Hey manilla,
I love that you just claimed an imagery theme and went with it! Having all of the imagery relate back to this celestial imagery really gives the poem great continuity.
Some flow things:
"i, to us both, lied" - is really difficult to read and understand, because it's the opposite turn of how we normally say that, I get it, but I think I might change to "that i lied, to us both" -- you could even make it a parenthetical notation if you wanted it to be a bit more removed, "that i lied (to us both)".
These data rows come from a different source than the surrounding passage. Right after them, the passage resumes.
PR #927, opened 2016-10-11
databaseCommand.js - Debugging plugin for end-user.

agaertner:
A quick debugging plugin for phantombot.

Why?

When a developer (core or plugin dev) makes changes to his/her database tables or keys he/she can tell the users to call !dbedit [action] [args] to clear **old obsolete** keys or tables so they don't conflict with the db changes in a new release of his/her script.
- It will warn the user if table/key exists and prompt him to reply with 'yes' or 'no' before a change is made permanent.
- The user has 20 seconds to reply and cannot call another subcommand for the duration or before a valid respond is given.

### DIFF
--- a/javascript-source/commands/databaseCommand.js
+++ b/javascript-source/commands/databaseCommand.js
@@ -1,0 +1,117 @@
+/*
+ * Copyright (C) 2016 phantombot.tv
+ *
+ * This program is free software: you can redistribute it and/or modify
+ * it under the terms of the GNU General Public License as published by
+ * the Free Software Foundation, either version 3 of the License, or
+ * (at your option) any later version.
+ *
+ * This program is distributed in the hope that it will be useful,
+ * but WITHOUT ANY WARRANTY; without even the implied warranty of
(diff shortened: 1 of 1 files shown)


BrandenB:
this is already a debug command in the core.

IllusionaryOne:
While this is a neat addition, this is something never meant to be ran from Chat.  It is meant to only be executed from the Console.  It could be dangerous to let Moderators run such commands, this is why you have Production DBAs in the real world that understand the data sets and relationships.

agaertner:
I could make an exception array (a blacklist) including all the core tables that can't be used in !dbedit.

So it would just be a means for plugin makers.

phantomindex:
Honestly, I don't see the point. If you want this for your bot then that is fine. We don't think it should be a main part of the bot. 

My reason is if someone who's new wanted to see what those commands do without looking, it may change something they never intended to change. 

I also must say the same for GW2 module, it's too specific, our bot is meant for the general public, not to specialize on one game.

I would like to one day have a page where plugins such as yours could be added to a list where anyone could download and throw in their bot, similar to Bukkit for Minecraft.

I kind of wish that the "yet we're clumsy" was linked back to a celestial metaphor - like shooting stars or something, because it's such a casual but full line, and yet I don't quite get what you're trying to pull from it. That whole last stanza is actually a hard sentence to follow, paraphrased it says, "we're clumsy, see where i write him in memoirs to recollect my dreams and then denied" <- I don't get what the "and then denied" is referring to. I'm guessing the dreams, but there is no subject following to clarify it.
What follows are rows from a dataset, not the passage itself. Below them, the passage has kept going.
PR #930, opened 2016-10-15
Update build.xml

stachu540:
Property changes. Now properties got location value. There is no need to setting value. (Tested by myself in _Ant 1.9.6_) Any other Ant builder (lower version) attached from IDE will worked for this changes.


IllusionaryOne:
Brought down this branch and tested with a compile as well.

PR #2860, opened 2023-04-04
added 'strong' attribute

bitsandfoxes:
## :scroll: Description

From what I can tell: The prebuilt engine seems to be very specific and treats some warnings as errors.
Basically the same issue we were running into with: https://github.com/getsentry/sentry-cocoa/pull/2698

```
/sentry-unreal/sample/Plugins/sentry/Source/ThirdParty/Mac/include/Headers/SentryTraceContext.h:53:1: Error  : no 'assign', 'retain', or 'copy' attribute is specified - 'assign' is assumed [-Werror,-Wobjc-property-no-attribute]
```

## :pencil: Checklist

### DIFF
--- a/Sources/Sentry/include/SentryTraceContext.h
+++ b/Sources/Sentry/include/SentryTraceContext.h
@@ -50,7 +50,7 @@ NS_ASSUME_NONNULL_BEGIN
 /**
  * Sample rate used for this trace.
  */
-@property (nullable, nonatomic) NSString *sampleRate;
+@property (nullable, nonatomic, strong) NSString *sampleRate;
 
 /**
  * Initializes a SentryTraceContext with given properties.


brustolin (approved):

Sources/Sentry/include/SentryTraceContext.h
```diff
@@ -50,7 +50,7 @@ NS_ASSUME_NONNULL_BEGIN
 /**
  * Sample rate used for this trace.
  */
-@property (nullable, nonatomic) NSString *sampleRate;
+@property (nullable, nonatomic, strong) NSString *sampleRate;
```
armcknight, line 53: All the other string properties are `readonly` so they don't need a retain attribute since no objects will be set into them from outside this class. Is this property different than those? I don't see any assignments to this property.

brustolin: SampleRate cant be readonly because we only now the value used for this after the SentryTraceContext being used to initialize the transaction.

In stanza 1 you throw the reference to shame in there, which is a really strong emotion, but it doesn't seem explored or to quite fit. Unfulfilled dreams, lies, and breaking of a facade might tie into shame, but I think there could be a few more narrative threads tied in there. Just the combo of that third line about how shameful the speaker feels compared to their great love for the subject is a really strange dissonance, that ends up being distracting if the two aren't connected - like the poem is trying to tell two stories at the same time.
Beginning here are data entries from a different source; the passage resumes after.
PR #2861, opened 2023-04-04
test: cache the downloaded disk image for iOS 12.4 simulator

armcknight:
It takes 5-10 minutes to download the iOS 12.4 disk image, and this happens for every run of the test.yml workflow. 

Cache the downloaded disk image file so we don't have to redownload it every time.

#skip-changelog

### DIFF
--- a/.github/workflows/test.yml
+++ b/.github/workflows/test.yml
@@ -168,18 +168,25 @@ jobs:
       - run: ./scripts/ci-select-xcode.sh ${{matrix.xcode}}
 
       # GH action images don't have an iOS 12.4 simulator. Therefore we have to download and install the simulator manually.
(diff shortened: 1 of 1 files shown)


armcknight:
Unfortunately the `xcode-install` tool doesn't allow separating out the download of the large file in a way that is amenable to caching :/

philipphofmann:
Caching doesn't work for that, @armcknight, as the simulator files are too big. The cache has a limit of 10GB, see https://docs.github.com/en/actions/using-workflows/caching-dependencies-to-speed-up-workflows#usage-limits-and-eviction-policy.

armcknight:
Yep I read that, I just figured even with cache eviction if it could reduce the number of times it would need to be downloaded, that would be something. Alas.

This is a small critique, but I think that words with diacritical marks sometimes make a reader pause because they have to re-think how to pronounce the word in their head a bit longer, it's almost akin to having an extra comma - so to have two words "cliche" and "facade" which both require the diacritical marks in the same stanza seemed a little odd - like they both aren't very common words so to use them both in one poem gave me extra pause. I don't know if it'd be a big enough issue to take one out, but I think that considering how words are pronounced and how little spelling and punctuation differences can trip up a reader are something important to consider in poetry (especially in pieces that are very short).
Overall, this was a poem that seemed unafraid to be a bit cliche with the title - already comparing the relationship to the universe, but you really played with the imagery in a fun unique way that made the poem not just a surface level emotional reflection, but a nice poetic explanation that has interpretative depth. Thanks for sharing, let me know if you had any questions about my review.